Vir Biotechnology and GlaxoSmithKline dosed the first patient last week in a Phase II/III clinical trial of VIR-7831, a fully human monoclonal antibody against COVID-19. The trial is evaluating the therapy as early treatment for COVID-19 patients at high risk of hospitalization.
They now join a number of other companies, including Regeneron Pharmaceuticals, in testing monoclonal antibodies against COVID-19. Regeneron, with the U.S. National Institute of Allergy and Infectious Diseases (NIAID), launched their Phase III trial of REGN-COV2, a two-antibody cocktail against SARS-CoV-2, in late July.
This is different than the convalescent plasma treatment that recently received Emergency Use Authorization (EUA) from the U.S. Food and Drug Administration. Convalescent plasma antibody therapy takes blood plasma collected from patients who have recovered from COVID-19, using their antibodies against the virus as treatment.
In monoclonal antibody therapy, companies isolate antibodies from immune cells and screen them for their affinity for the SARS-CoV-2 virus and concentrate them into a therapeutic. Although not a vaccine, they are believed to offer a potential resistance and effectiveness against infections for a limited period of time, perhaps up to three months.
The Vir-GSK COMET-ICE study plans to enroll about 1,300 patients globally who have early symptoms of infection. The goal is to evaluate VIR-7831, a single-dose monoclonal antibody, to see if it can prevent hospitalization from the disease. They expect results before the end of the year with complete data in the first quarter of 2021, and possibly early access to treatment in the first half of 2021.
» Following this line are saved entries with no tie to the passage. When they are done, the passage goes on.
PR #408, opened 2022-09-12
feat(codec): add friendly error alternative solution

### LINKED ISSUE #396: [feature request] validator for codec when packing the object

IronLu233:
# Description

Fixes https://github.com/nervosnetwork/lumos/issues/396

## Type of change

- [ ] Example
- [ ] Other

# How Has This Been Tested?

- [x] Test for simple codec type
- [x] Test for nested codec type
- [ ] Test for createObjectCodec or createArrayCodec

### DIFF
--- a/packages/codec/src/base.ts
+++ b/packages/codec/src/base.ts
@@ -114,3 +114,90 @@ export function createFixedBytesCodec<Unpacked, Packable = Unpacked>(
     }),
   };
 }
+
+const LAST_ACCESS_PATH = Symbol("PACKABLE_ACCESS_PATH");
+
+export class CodecBaseParseError extends Error {
+  constructor(message: string, public expectedType: string) {
+    super(message);
+  }
+}
+
+class CodecPackableProxyHandler<T extends Record<any, unknown> | any[]>
+  implements ProxyHandler<T>
+{
+  constructor(
+    private previousAccessPaths: PropertyKey[] = [],
+    private onAccess?: (paths: PropertyKey[]) => unknown
+  ) {}
+
+  lastAccess: PropertyKey[] = [];
+
+  get(target: T, p: string | symbol): any {
+    if (p === LAST_ACCESS_PATH) {
+      return this.lastAccess;
+    }
+
+    const value = target[p as keyof T];
+
+    // property may be an array's index, but proxy will automatically parse it to string. so we need to convert it back to number
+    const prop =
+      Array.isArray(target) && /^\d+$/.test(p as string) ? Number(p) : p;
+    const paths = [...this.previousAccessPaths, prop];
+    const onAccess =
+      this.onAccess ||
+      ((paths: PropertyKey[]) => {
+        this.lastAccess = paths;
+      });
+    if (!(p in (Reflect.getPrototypeOf(target) || Object.create(null)))) {
+      onAccess(paths);
+    }
+    if (Array.isArray(value) || (value !== null && typeof value === "object")) {
+      return new Proxy(
+        value as any,
+        new CodecPackableProxyHandler(paths, onAccess)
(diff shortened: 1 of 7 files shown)


packages/codec/src/base.ts
```diff
@@ -114,3 +114,90 @@ export function createFixedBytesCodec<Unpacked, Packable = Unpacked>(
     }),
   };
 }
+
+const LAST_ACCESS_PATH = Symbol("PACKABLE_ACCESS_PATH");
```
homura, line 118: as a lib, Lumos should have as minimal dependencies and state as possible

we should avoid using symbol, because users may use multiple versions of the codec, which will make the old codec and the new version not work properly

for example, if a library uses `codec@0.1` to create a blockchain.mol codec and the user uses `codec@0.2`, this will make `codec0_2HighOrderCodec(codec0_1.someCodec)` not work properly because they are not using the same symbol

packages/codec/src/base.ts
```diff
@@ -114,3 +114,90 @@ export function createFixedBytesCodec<Unpacked, Packable = Unpacked>(
...
+        return codec.pack(packableProxy);
+      } catch (e) {
+        const lastAccessPaths: PropertyKey[] = packableProxy[LAST_ACCESS_PATH];
+        const paths = (lastAccessPaths as (number | string)[]).reduce(
+          (acc, cur) => {
+            return acc + (typeof cur === "number" ? `[${cur}]` : `.${cur}`);
+          },
+          "input"
+        );
+        if (e instanceof CodecBaseParseError) {
```
homura, line 193: same with above, we should avoid using `instanceof` to check error type here

packages/codec/src/base.ts
```diff
@@ -114,3 +114,90 @@ export function createFixedBytesCodec<Unpacked, Packable = Unpacked>(
...
+
+class CodecPackableProxyHandler<T extends Record<any, unknown> | any[]>
+  implements ProxyHandler<T>
+{
+  constructor(
+    private previousAccessPaths: PropertyKey[] = [],
+    private onAccess?: (paths: PropertyKey[]) => unknown
+  ) {}
+
+  lastAccess: PropertyKey[] = [];
```
homura, line 134: so the `lastAccess` is a stateful prop here? if a developer create a custom codec, it is working correctly? like this

```ts
const codec = createCodec({
  pack(obj) {
     const a = obj.a;
     const b = obj.b;

     return concat(bytify(a) /* error here */, bytify(b));
  }
})
```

“Treating those with early COVID-19 disease so that it doesn’t become worse is critical both for the patients and for society,” said George Scangos, chief executive officer of Vir. “Hospital systems are overwhelmed worldwide, with new infections continuing to strain already limited resources. This study is designed to demonstrate whether VIR-7831 can significantly reduce the need for hospitalization in high-risk individuals, such as the elderly or those with pre-existing conditions such as lung or heart disease.”
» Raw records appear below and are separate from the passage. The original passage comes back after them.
PR #413, opened 2022-09-15
feat: molecule schema parser

### LINKED ISSUE #402: [feature request] Parsing molecule schema to codec directly
## Motivation

As a dApp developer, i often explore some transactions in the ckb explorer to learn how a dApp works, but the `script.args`/`cell.data`/`transaction.witness` in the ckb explorer is serialized and represented as a hex string, most of this data is serialized from molecule. It would be very helpful to have a tool that would allow me to input the schema and these hex strings for decode, so I could understand the transaction

## How

We can offer a new API

```ts
type CodecRecord = Record<string, AnyCodec>;

declare function parseMolecule<
  Ref extends CodecRecord = CodecRecord, 
  Ret extends CodecRecord = CodecRecord
>(
  // molecule schema string
  mol: string, 
  // referenceable codec for mol, e.g. codecs.numbers, base.blockchain
  options?: { refs: Ref }
): Ret:
```

```ts
// language=molecule
const mol = `
array RGB (Uint8, 3);

struct Styled {
  background: RGB,
  color: RGB,
}
`;

import { number } from '@ckb-lumos/codec'

const codecs = parseMolecule(mol, { references: ...number /* referenceable codecs */})
```

After implement, we can offer a toolkit on the Lumos website to helps user to decode molecule binary

image

zhangyouxin:
# Description

This PR provides an easy way to translate molecule schema to codecs. More deep motivations please refer to #402 

## Usage

```ts
// molecule schema
const mol = `array RGB [Uint8; 3];`

// translate schema to codecs
import { createParse } from "@ckb-lumos/molecule"
const tokens = createParser().parse(mol, { refs: { Uint8: number.Uint8 }})

// decode
codecMap["RGB"].unpack("0x010203")
```

Resolved #402 

This PR introduces a new npm package: `@ckb-lumos/molecule` 

demo website: https://lumos-website-git-fork-zhangyouxin-molecule-cryptape.vercel.app/tools/molecule-parser
demo usage: https://github.com/zhangyouxin/lumos/blob/b3c9ad0486a7b945a82b6ff67c7b15a471d945ea/website/src/components/molecule-parser/Molecule.tsx#L55-L65

## Type of change

- New feature (non-breaking change which adds functionality)
- Documentation or Website

# How Has This Been Tested?

- [x] Unit Test for parsing schema to token
- [x] Unit Test for parsing token to codecs


homura:
found a preview is enabled at https://mol-parser-ts.vercel.app/

packages/codec/package.json
```diff
@@ -30,7 +30,8 @@
     "release": "npm publish"
   },
   "dependencies": {
-    "@ckb-lumos/bi": "^0.19.0-alpha.1"
+    "@ckb-lumos/bi": "^0.19.0-alpha.1",
```
homura:
```suggestion
    "@ckb-lumos/bi": "^0.19.0-alpha.3",
```

.eslintrc.js
```diff
@@ -21,6 +21,7 @@ module.exports = {
   ],
   "rules": {
     "no-var": "error",
+    "no-case-declarations" : "warn",
```
homura: why we need to modify the lint rule? here is a tip for how to refactor https://eslint.org/docs/latest/rules/no-case-declarations

zhangyouxin: got

packages/codec/package.json
zhangyouxin: It will be fixed when merge develop into this PR

homura:
hi @zhangyouxin, can you please split the PR into two, one for the molecule parser and the other for the integration of the parser with the parser

packages/codec/src/utils.ts
```diff
@@ -3,6 +3,80 @@ import {
...
+export const deepHexifyBI = deepTranslateBI("toHexString");
+
+/**
+ * Unpack result is either number, string, object, or BI
+ * convert { field: BI } to { field: string } in order to compare unpack results in tests
+ *
+ * e.g. { capacity: BI.from(10) } ==> { capacity: "10" }
+ * @param data
+ */
+export const deepDecimalizeBI = deepTranslateBI("toString");
```
homura: looks a bit inflexible, can we implement a transformer like this

```ts


type PredMapTo<T, From, To> = T extends From ? To : T;
declare function predMap<T, From, To>(
  origin: T, 
  pred: (x: unknown) => x is from, 
  map: (from: From) => To
): PredMapTo<T, From, To>;

type ObjectLike = Record<string, any>;
type DeepPredMapObjectTo<
  T extends ObjectLike,
  From /* map from */,
  To /* map to */
> = {
  [K in keyof T]: T[K] extends ObjectLike
    ? DeepPredMapObjectTo<T[K], From, To>
    : PredMapTo<T[K], From, To>;
};

declare function function deepMapObject<T extends ObjectLike, From, To>(
  obj: T,
  pred: (x: unknown) => x is From,
  mapping: (from: From) => To
): DeepPredMapObjectTo<T, From, To>;

// array is same with above
```

homura:
maybe we can make the API more simple to reduce the template code

```ts
const codecs = parseMolecule(`
array Uint8 [byte; 1];
array RGB [Uint8; 3];
`, {
  refs: {
    Uint8: codec.number.Uint8,
  }
})

codecs.RGB.unpack("0xaabbcc")
```

Or 

```ts

const codecs = parseMolecule(`
array Uint8 [byte; 1];
array RGB [Uint8; 3];
`, {
  refs: {
    `array Uint8 [byte; 1];`: codec.number.Uint8,
  }
})

codecs.RGB.unpack("0xaabbcc")
```

all the refs codec can be custom like this 

```ts

declare function enhanceUnpack<
  C extends AnyCodec, 
  E /* enhanced unpacked */
>(codec: C, enhancer: (x: UnpackResult<C>) => E): Codec<
  PackResult<C>, 
  E, 
  PackParam<C>, 
  UnpackParam<C>
>

const humanizeBigInteger = (x: BIish) => numeral.format(BI.from(x).toString(), '0,0');
const refs =  { 
  Uint8: enhanceUnpack(Uint8,  humanizeBigInteger), 
  ..., 
  Uint512: enhanceUnpack(Uint512, humanizeBigInteger) 
}

// so that we can

parseMolecule(moleculeDefs, { refs }); // capacity: 10,000,000,000

```

website/src/constants/builtinCodecs.ts
```diff
@@ -1,47 +1,65 @@
-import { blockchain } from '@ckb-lumos/base';
+import { AnyCodec, number } from "@ckb-lumos/codec"
+import { blockchain } from "@ckb-lumos/base"
 import { CodecMap } from "@ckb-lumos/molecule"
-import { AnyCodec } from '@ckb-lumos/codec';
+import { BIish, BI } from "@ckb-lumos/bi/lib"
+import numeral from "numeral"
+
+function enhanceUnPackBIish(codec: AnyCodec, afterUnpack: (arg: BIish) => string) {
```
homura: unpack is a word, so that we can rename `enhanceUnPackBIish` to `enhanceUnpackBIish`

website/src/components/molecule-parser/DataInut.tsx
```diff
@@ -0,0 +1,82 @@
...
+  const [result, setResult] = useState<BITranslatedUnpackType>(undefined)
+  const [errorMsg, setErrorMsg] = useState<string>("")
+  const handleDecode = () => {
+    if (!props.codec) {
+      setErrorMsg("please select codec")
+      return
+    }
+    try {
+      const result = props.codec.unpack(formatInput(inputData))
+      setResult(deepStringifyNumber(result))
```
homura: why do we still need a `deepStringifyNumber` here? the `props.codec.unpack` is not a plain JSON here?

packages/molecule/src/utils.ts
```diff
@@ -0,0 +1,16 @@
+import { MolType, MolTypeMap } from "./type";
+
+// TODO: assert not null/undefined
+export function nonNull(data: unknown): void {
+  if (!data) {
+    throw new Error(`${data} does not exist.`);
+  }
+}
```
homura:
```suggestion
export function nonNull<T>(data: T): asserts data is NonNullable<T> {
  if (data == null) throw new Error('NonNullable') 
}
```

website/src/constants/builtinCodecs.ts
```diff
@@ -0,0 +1,44 @@
...
+import numeral from "numeral"
+
+function enhanceUnpackBIish(codec: AnyCodec, afterUnpack: (arg: BIish) => string) {
+  return {
+    ...codec,
+    unpack: (packed: Uint8Array) => afterUnpack(codec.unpack(packed)),
+  }
+}
+
+const humanizeBigInteger = (x: BIish) => numeral(BI.from(x).toString()).format("0,0")
```
homura: the comment is just an example to show how to humanize, as a JSON, i think we don't need to format it

packages/base/tests/deserialize.test.ts
```diff
@@ -0,0 +1,319 @@
...
+import { HashType } from "@ckb-lumos/base";
+import { DepType } from "./../src/api.d";
+import test from "ava";
+import * as blockchain from "../src/blockchain";
+import type * as api from "../src/api";
+import { BI } from "@ckb-lumos/bi";
+
+test.before(() => {
+  JSBI.prototype["valueOf"] = () => 0;
+});
```
homura: any reason for the overriding here?

zhangyouxin: The behaviour of `deepEqual` in ava test environment is to recursively call `valueOf` of every field in the values to be compared. 

Since `BI` in `@ckb-lumos/bi` has a `JSBI` instance, `jsbi.valueOf` will be called when calling `t.deepEqual(BI.from(1), BI.from(1))`, and that will always throw an Error: https://github.com/GoogleChromeLabs/jsbi/blob/main/lib/jsbi.ts#L80

homura: i see, but the `JSBI.prototype["valueOf"] = () => 0;` may cause all `t.deepEquals` to be true when comparing `JSBI`/`BI`. It would be better to use `JSBI.prototype.valueOf = function() { return this.toString(); }`

zhangyouxin: yes i have thought about this issue too, but according to test result indicates it won't, because `valueOf` called in BI has already done the comparison. so I figure it's not necessary to do it the second time.

zhangyouxin: but anyway you are right, changing to `JSBI.prototype.valueOf = function() { return this.toString(); }` makes it more readable and comprehensive.

homura: Also, I would say that this code is confusing, and we should comment the reason for doing this

website/src/components/molecule-parser/DataInut.tsx
```diff
@@ -0,0 +1,88 @@
...
+}
+
+const isBlank = (data: UnpackType): boolean => {
+  if (!data) {
+    return true
+  }
+  return false
+}
+
+export const DataInput: React.FC<Props> = (props) => {
```
PainterPuppets: Is the file name typo, it should be `DataInput.tsx`

website/src/components/molecule-parser/DataInut.tsx
```diff
@@ -0,0 +1,88 @@
...
+  const handleDecode = () => {
+    if (!props.codec) {
+      setErrorMsg("please select codec")
+      return
+    }
+    try {
+      const result = props.codec.unpack(formatInput(inputData))
+      setResult(result)
+      setErrorMsg("")
+    } catch (error: any) {
```
PainterPuppets: maybe can using `catch (error: Error)` directly?

homura:
the low coverage causes the CI to fail, can you check the `nearley.ts`

packages/lumos/src/index.ts
```diff
@@ -46,3 +46,4 @@ export { CellCollector, Indexer } from "@ckb-lumos/ckb-indexer";
 export * as helpers from "@ckb-lumos/helpers";
 export * as commons from "@ckb-lumos/common-scripts";
 export { BI } from "@ckb-lumos/bi";
+export * as molecule from "@ckb-lumos/molecule";
```
homura:
```suggestion

```

the `molecule` may be confused with `codec.molecule`, we should find another better name

homura (approved):
LGTM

Preclinical studies with VIR-7831 show affinity for the SARS-CoV-2 spike (S) protein and demonstrated high potency in neutralizing the virus. This at least suggests a high barrier to resistance and an ability the recruit immune cells to kill already infected cells. The antibody has also been designed to improve the antibody’s availability to the lungs.
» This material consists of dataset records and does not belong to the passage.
PR #427, opened 2022-09-25
feat(helpers): add `validateP2PKHMessage` function

### LINKED ISSUE #397: [idea] Transaction validator for P2PKH signing message
## Motivation

The CKB contract is very flexible and can theoretically support any form of HMAC, so it can support signature verification on any blockchain in CKB, therefore, CKB can use other blockchain wallets as CKB's wallet, e.g. [Ethereum](https://github.com/nervosnetwork/lumos/tree/develop/examples/omni-lock-metamask) / [Cardano](https://github.com/nervosnetwork/lumos/tree/develop/examples/cardano-lock-namiwallet) etc. 

The user experience of these wallets is excellent, the transaction will be displayed when signing. For example, when we transfer ERC20, MetaMask will show the recipient address, type of the token and token amount, this is because MetaMask is able to recognize ERC20 transactions. However, MetaMask doesn't recognize CKB's transactions, so we can only use an API like `personal_sign` to sign the hashed transaction. The hashed transactions are unreadable for humans.

## Idea

We can provide a `validateSigningMessage` method to check `diget == hash(tx | witness)`, this helps the user to verify that a transaction is tampered.

```ts

type HashAlgorithm = 
  | 'ckb-blake2b-256'
  | 'ckb-blake2b-160' 
  | 'sha256' 
  | 'ripemd-160' 
  | 'sha3'
  | '...'
  | ((message: BytesLike) => Uint8Array);

interface Preimage {
  rawTransaction: RawTransaction;
  // witness
  additionalPayload: BytesLike;
}

declare function validateSigningMessage(
  preimage: Preimage,
  messageForSigning: BytesLike,
  options?: {
    hashAlgorithm: HashAlgorithm;
  }
): boolean

```

### Wallet gateway

```ts
// TODO a wallet gateway
type SignatureAlgorithms = 
  | 'eth_personal_sign' 
  | 'eth_signTypedData_v4' 
  | 'cardano_personal_sign'
  | '...';

type PubkeyLike =
  // public key 
  | BytesLike 
  // public key hash
  | { hashAlgorithm: HashAlgorithm, pubkeyHash: BytesLike }
```

### Todo - Explain `additionalPayload`

IronLu233:
# Description

Fixes #397
provide a `validateP2PKHMessage ` method to check diget == hash(tx | witness), this helps the user to verify that a transaction is tampered.
### Usage
``` typescript
const rawTx = /* some create transaction operation */;
const tx = prepareSigningEntries(rawTx);
const txMessageDigest = prepareSigningEntries.signingEntries.get(0).message;
// ------- this process may modify transaction message digest
// return the validate result
validateP2PKHMessage(txMessageDigest, tx,  hashContentExceptRawTx);
```
## Type of change

- [ ] Example
- [ ] Other

# How Has This Been Tested?

- [x] Test simple validation
- [x] Test multiple lock args
- [x] Test extra custom witnesses

- [x] My code follows the style guidelines of this project
- [x] I have commented my code, particularly in hard-to-understand areas
- [x] I have made corresponding changes to the documentation
- [x] My changes generate no new warnings
- [x] I have added tests that prove my fix is effective or that my feature works
- [x] New and existing unit tests pass locally with my changes
- [x] Any dependent changes have been merged and published in downstream modules

### DIFF
--- a/packages/base/src/utils.d.ts
+++ b/packages/base/src/utils.d.ts
@@ -4,6 +4,7 @@ import { Hash, HexNumber, HexString } from "./primitive";
 import { BytesLike } from "@ckb-lumos/codec";
 
 export class CKBHasher {
+  constructor(options?: { outLength?: number });
   update(data: string | ArrayBuffer): this;
 
   digestHex(): Hash;
@@ -12,26 +13,26 @@ export class CKBHasher {
 export function ckbHash(data: BytesLike): Hash;
 
 /**
- * @deprecated please follow the {@link https://lumos-website.vercel.app/migrations/migrate-to-v0.19 migration-guide} 
+ * @deprecated please follow the {@link https://lumos-website.vercel.app/migrations/migrate-to-v0.19 migration-guide}
  * convert bigint to BigUInt64 little-endian hex string
  * @param num
  */
 export function toBigUInt64LE(num: BIish): HexString;
 
 /**
- * @deprecated please follow the {@link https://lumos-website.vercel.app/migrations/migrate-to-v0.19 migration-guide} 
+ * @deprecated please follow the {@link https://lumos-website.vercel.app/migrations/migrate-to-v0.19 migration-guide}
  * convert BigUInt64 little-endian hex string to bigint
  *
  * @param hex BigUInt64 little-endian hex string
  */
 export function readBigUInt64LE(hex: HexString): bigint;
 /**
- * @deprecated please follow the {@link https://lumos-website.vercel.app/migrations/migrate-to-v0.19 migration-guide} 
+ * @deprecated please follow the {@link https://lumos-website.vercel.app/migrations/migrate-to-v0.19 migration-guide}
  */
 export function readBigUInt64LECompatible(hex: HexString): BI;
 
 /**
- * @deprecated please follow the {@link https://lumos-website.vercel.app/migrations/migrate-to-v0.19 migration-guide} 
+ * @deprecated please follow the {@link https://lumos-website.vercel.app/migrations/migrate-to-v0.19 migration-guide}
  * convert bigint to BigUInt128 little-endian hex string
  *
  * @param u128
@@ -39,14 +40,14 @@ export function readBigUInt64LECompatible(hex: HexString): BI;
 export function toBigUInt128LE(u128: BIish): string;
 
 /**
- * @deprecated please follow the {@link https://lumos-website.vercel.app/migrations/migrate-to-v0.19 migration-guide} 
+ * @deprecated please follow the {@link https://lumos-website.vercel.app/migrations/migrate-to-v0.19 migration-guide}
  * convert BigUInt64 little-endian hex string to bigint
  *
  * @param leHex BigUInt128 little-endian hex string
  */
 export function readBigUInt128LE(leHex: HexString): bigint;
 /**
- * @deprecated please follow the {@link https://lumos-website.vercel.app/migrations/migrate-to-v0.19 migration-guide} 
+ * @deprecated please follow the {@link https://lumos-website.vercel.app/migrations/migrate-to-v0.19 migration-guide}
  */
 export function readBigUInt128LECompatible(leHex: HexString): BI;
 
--- a/packages/base/src/utils.d.ts
+++ b/packages/base/src/utils.d.ts
@@ -3,8 +3,12 @@ import { Script, Input } from "./api";
 import { Hash, HexNumber, HexString } from "./primitive";
 import { BytesLike } from "@ckb-lumos/codec";
 
+type CKBHasherOptions = {
+  outLength?: number;
+};
+
 export class CKBHasher {
-  constructor(options?: { outLength?: number });
+  constructor(options?: CKBHasherOptions);
   update(data: string | ArrayBuffer): this;
 
   digestHex(): Hash;
--- a/packages/base/src/utils.js
+++ b/packages/base/src/utils.js
@@ -7,8 +7,15 @@ const blockchain = require("./blockchain");
 
 const { bytify, hexify, bytifyRawString } = bytes;
 class CKBHasher {
-  constructor() {
-    this.hasher = blake2b(32, null, null, bytifyRawString("ckb-default-hash"));
+  constructor(options = {}) {
+    const { outLength = 32 } = options;
+    this.outLength = outLength;
+    this.hasher = blake2b(
+      outLength,
+      null,
+      null,
+      bytifyRawString("ckb-default-hash")
+    );
   }
 
   update(data) {
@@ -17,7 +24,7 @@ class CKBHasher {
   }
 
   digestHex() {
-    const out = new Uint8Array(32);
+    const out = new Uint8Array(this.outLength);
     this.hasher.digest(out);
     return hexify(out.buffer);
   }
--- a/packages/helpers/package.json
+++ b/packages/helpers/package.json
@@ -42,10 +42,8 @@
     "@ckb-lumos/config-manager": "^0.19.0-alpha.3",
     "@ckb-lumos/toolkit": "^0.19.0-alpha.3",
     "@types/blake2b": "^2.1.0",
-    "@types/lodash.pick": "^4.4.7",
     "blake2b": "^2.1.3",
     "bech32": "^2.0.0",
-    "lodash.pick": "^4.4.0",
     "immutable": "^4.0.0-rc.12"
   },
   "devDependencies": {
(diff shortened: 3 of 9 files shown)


packages/helpers/src/validate.ts
```diff
@@ -0,0 +1,116 @@
...
+ * @param extraData the extra data for validate
+ * @param hashAlgorithm hash algorithm for signing. @default "ckb-blake2b-256"
+ * @returns the validate result. unless all messages equals, it will return false.
+ */
+export function validateTransaction(
+  messagesForSigning: BytesLike[],
+  rawTransaction: TransactionSkeletonType,
+  extraData: BytesLike[],
+  hashAlgorithm: HashAlgorithm = "ckb-blake2b-256"
+): boolean {
```
homura: 1. propose to change `validateTransaction` to `validateP2PKHMessage` since `validateTransaction` is unambiguous, it will make users think it is validating a transaction is correct
2. propose to change `extraData` to `hashContentExceptRawTransaction` since `extraData` here may confuse with [extra_hash](https://github.com/nervosnetwork/ckb/blob/develop/util/types/schemas/blockchain.mol#L80), maybe we can use `witnessPartForHash`

packages/helpers/src/validate.ts
```diff
@@ -0,0 +1,116 @@
...
+  }
+}
+
+function getWitnessLength(witnesses: Uint8Array) {
+  return number.Uint64.pack(witnesses.length).buffer;
+}
+
+/**
+ * Validate an transaction.
+ * @param messagesForSigning the message for signing. Each item in it means hash(rawTransaction | extraData).
```
homura: the digest message for signing.

packages/helpers/src/validate.ts
```diff
@@ -0,0 +1,116 @@
...
+ * @param rawTransaction raw transaction object
+ * @param extraData the extra data for validate
```
homura: content to be hashed other than `rawTransaction`, is generally processed witness

packages/helpers/src/validate.ts
IronLu233: `hashContentExceptRawTx` is shorter than `hashContentExceptRawTransaction`.

homura:
This PR is a fix for #397, can you please describe clearly the purpose of this PR?

packages/helpers/src/validate.ts
```diff
@@ -0,0 +1,116 @@
...
+    .update(
+      RawTransaction.pack(
+        pick(tx, [
+          "cellDeps",
+          "headerDeps",
+          "inputs",
+          "outputs",
+          "outputsData",
+          "version",
+        ])
```
homura: why we need `pick` here?

IronLu233: If we don't pick the fields, Typescript type checking will refuse the parameter.

packages/helpers/package.json
```diff
@@ -41,6 +41,8 @@
     "@ckb-lumos/bi": "^0.19.0-alpha.3",
     "@ckb-lumos/config-manager": "^0.19.0-alpha.3",
     "@ckb-lumos/toolkit": "^0.19.0-alpha.3",
+    "@types/blake2b": "^2.1.0",
+    "blake2b": "^2.1.3",
```
homura: we can use `CkbHasher` or `ckbHash` in `@ckb-lumos/base`

packages/helpers/src/validate.ts
```diff
@@ -0,0 +1,94 @@
...
+ * @param messagesForSigning the message digest for signing. means hash(rawTransaction | extraData).
+ * @param rawTransaction raw transaction object
+ * @param hashContentExceptRawTx content to be hashed other than rawTransaction, is generally processed witness
+ * @param hashAlgorithm hash algorithm for signing. Default is `"ckb-blake2b-256"`
+ * @returns the validate result. unless all messages equals, it will return false.
+ */
+export function validateP2PKHMessage(
+  messagesForSigning: BytesLike,
+  rawTransaction: TransactionSkeletonType,
+  hashContentExceptRawTx: BytesLike,
```
zhangyouxin, line 38: Is it possible to merge `hashContentExceptRawTx` and `rawTransaction` into one parameter, cause everything it needs to calculate message is in transactionSkeleton.

BTW, this implementation seems unable to handle a case that the tx has multiple witness like: `[witness1, witness2]`

IronLu233: > BTW, this implementation seems unable to handle a case that the tx has multiple witness like: [witness1, witness2]

In current version. support it is not in current stage. because the hash algorithm may be multiple in this stage(We want this function not only support CKB, but also support other transaction

IronLu233: > BTW, this implementation seems unable to handle a case that the tx has multiple witness like: [witness1, witness2]
One signing entries just have one message and `hashContentExceptRawTx`

packages/helpers/package.json
IronLu233: I think we CAN'T
because in https://github.com/ckb-js/lumos/blob/e33aaa10d831edd58e904cb2215ea3148c37fba3/packages/base/src/utils.js#L11
the CKBHasher defined as
```
 this.hasher = blake2b(32, null, null, bytifyRawString("ckb-default-hash"));
```
we need change blake2b in differient hash algorithms.

packages/base/src/utils.d.ts
```diff
@@ -4,6 +4,10 @@ import { Hash, HexNumber, HexString } from "./primitive";
 import { BytesLike } from "@ckb-lumos/codec";
 
 export class CKBHasher {
+  /**
+   * @param outLength the length of the output hash in bytes. default is `32`
+   */
+  constructor(outLength?: number);
```
PainterPuppets:
```ts
interface CKBHasherOptions {
    outLength?: number;
}
constructor(options?: CKBHasherOptions);
```

packages/base/src/utils.js
```diff
@@ -7,8 +7,14 @@ const blockchain = require("./blockchain");
 
 const { bytify, hexify, bytifyRawString } = bytes;
 class CKBHasher {
-  constructor() {
-    this.hasher = blake2b(32, null, null, bytifyRawString("ckb-default-hash"));
+  constructor(outLength = 32) {
```
PainterPuppets:
```ts
constructor(options = {}) {
    const { outLength = 32 } = options;
    ...
}
```

PainterPuppets (changes requested):
If the first parameter is optional, then if a parameter is added later it will become breakchange

packages/helpers/src/validate.ts
```diff
@@ -0,0 +1,63 @@
...
+  const witnessLength = getWitnessLength(witness);
+  hasher.update(txHash);
+  hasher.update(witnessLength);
+  hasher.update(witness);
+  const actual = hasher.digestHex();
+  if (actual !== message) {
+    return false;
+  }
+
+  return true;
```
homura:
```suggestion
  const hasher = createHasher(hashAlgorithm);
  hasher.update(hashContentExceptRawTx);
  
  return bytes.equal(messagesForSigning, hasher.digestHex())
```


here is a [demo](https://github.com/homura/hello-lumos/blob/wallet-gateway-poc/tutorial/wallet-gateway/gateway.ts) for `hashContentExceptRawTx`, the witness can be hashed more than one way, so the `hashContentExceptRawTx` may need to generate by `prepareSigningEntries`.

packages/helpers/src/validate.ts
```diff
@@ -0,0 +1,63 @@
...
+ * Validate a P2PKH(Pay to public key hash) message
+ * @param messagesForSigning the message digest for signing. means hash(rawTransaction | extraData).
+ * @param rawTransaction raw transaction object
+ * @param hashContentExceptRawTx content to be hashed other than rawTransaction, is generally processed witness
+ * @param hashAlgorithm hash algorithm for signing. Default is `"ckb-blake2b-256"`
+ * @returns the validate result. unless all messages equals, it will return false.
+ */
+export function validateP2PKHMessage(
+  messagesForSigning: BytesLike,
+  rawTransaction: TransactionSkeletonType,
```
PainterPuppets: change to
`txSkeleton: TransactionSkeletonType`
or
`rawTransaction: RawTransaction`

packages/helpers/src/validate.ts
```diff
@@ -0,0 +1,57 @@
...
+  const txHash = rawTxHasher.update(RawTransaction.pack(tx)).digestHex();
+
+  const hasher = createHasher(hashAlgorithm);
+  const message = hexify(messagesForSigning);
+  const witness = bytify(hashContentExceptRawTx);
+  hasher.update(txHash);
+  hasher.update(witness);
+  const actual = hasher.digestHex();
+  if (actual !== message) {
+    return false;
```
IronLu233: Foolish `return false`

homura (approved):
LGTM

COMET-ICE has two parts. The first will act as the first-in-human evaluation for safety and dosing. It will test the safety and tolerability of a single 500mg intravenous (IV) infusion of VIR-7831 compared to placebo over a 14-day period in non-hospitalized patients. It hopes to recruit 20 patients across the U.S.
After the first part is completed, the Expansion phase will determine whether it reduces the need for hospitalization. It will test the safety and efficacy of a single IV infusion of VIR-7831 or placebo in about 1,300 non-hospitalized patients around the world. The primary efficacy endpoint is percentage of patients with mild or moderate COVID-19 who worsen, as defined as the need for hospitalization or death, within 29 days of randomization.
The COMET clinical development program has two more planned trials, one for severely ill hospitalized patients and another for prophylaxis of symptomatic infection.
The companies also have another potential antibody, VIR-7832, which is similar to VIR-7831, but might act as a therapeutic or potentially prophylactic T-cell vaccine.
“Monoclonal antibodies directed against the SARS-CoV-2 virus could provide an effective and immediate immune response to COVID-19, bypassing the need for our body to produce its own antibodies, which is particularly important in the absence of an effective vaccine,” said Hal Barron, chief scientific officer and president R&D, for GSK. “This study will assess the ability of VIR-7831 to prevent high-risk individuals from progressing to severe disease, and in future studies we will also test the antibody’s ability to prevent infection in high-risk patients and to reduce disease severity in patients who are already hospitalized.”